**Work task**: Bring together every line in the data that includes "requirements".

**Supplied material**:
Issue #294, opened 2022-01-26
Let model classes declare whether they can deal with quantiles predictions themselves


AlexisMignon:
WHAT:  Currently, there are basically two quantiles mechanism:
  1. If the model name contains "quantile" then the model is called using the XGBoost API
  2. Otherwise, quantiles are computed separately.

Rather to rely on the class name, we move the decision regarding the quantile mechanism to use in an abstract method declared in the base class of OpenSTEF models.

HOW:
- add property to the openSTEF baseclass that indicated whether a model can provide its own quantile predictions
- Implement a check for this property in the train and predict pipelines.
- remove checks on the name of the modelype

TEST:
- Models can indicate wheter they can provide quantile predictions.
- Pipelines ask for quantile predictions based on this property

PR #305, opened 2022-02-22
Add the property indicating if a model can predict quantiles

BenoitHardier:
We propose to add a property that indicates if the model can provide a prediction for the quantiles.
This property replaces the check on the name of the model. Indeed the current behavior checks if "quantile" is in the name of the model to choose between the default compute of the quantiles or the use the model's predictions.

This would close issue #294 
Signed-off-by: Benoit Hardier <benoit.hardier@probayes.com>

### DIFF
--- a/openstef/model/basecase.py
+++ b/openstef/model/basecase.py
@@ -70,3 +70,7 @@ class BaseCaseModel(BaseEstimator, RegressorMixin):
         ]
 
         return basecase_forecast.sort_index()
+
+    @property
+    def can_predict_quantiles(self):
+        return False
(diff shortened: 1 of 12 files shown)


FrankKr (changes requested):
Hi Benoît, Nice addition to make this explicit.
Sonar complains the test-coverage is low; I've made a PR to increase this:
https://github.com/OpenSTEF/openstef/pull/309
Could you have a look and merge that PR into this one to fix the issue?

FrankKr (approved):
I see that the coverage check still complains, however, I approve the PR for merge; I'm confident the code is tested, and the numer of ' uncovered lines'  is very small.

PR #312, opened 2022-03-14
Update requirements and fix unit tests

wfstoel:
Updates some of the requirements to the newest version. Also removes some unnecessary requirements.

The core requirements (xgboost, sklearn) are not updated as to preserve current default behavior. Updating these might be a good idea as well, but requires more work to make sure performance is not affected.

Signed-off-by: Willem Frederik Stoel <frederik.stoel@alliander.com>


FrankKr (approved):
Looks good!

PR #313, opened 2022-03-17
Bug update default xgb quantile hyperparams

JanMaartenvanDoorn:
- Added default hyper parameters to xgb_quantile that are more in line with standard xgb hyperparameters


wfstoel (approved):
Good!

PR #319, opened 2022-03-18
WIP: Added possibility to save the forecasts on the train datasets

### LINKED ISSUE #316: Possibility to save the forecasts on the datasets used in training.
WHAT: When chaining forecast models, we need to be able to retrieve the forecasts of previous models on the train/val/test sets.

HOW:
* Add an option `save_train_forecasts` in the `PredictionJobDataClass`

**Response for this exercise**:
Update requirements and fix unit tests
Updates some of the requirements to the newest version. Also removes some unnecessary requirements.
The core requirements (xgboost, sklearn) are not updated as to preserve current default behavior. Updating these might be a good idea as well, but requires more work to make sure performance is not affected.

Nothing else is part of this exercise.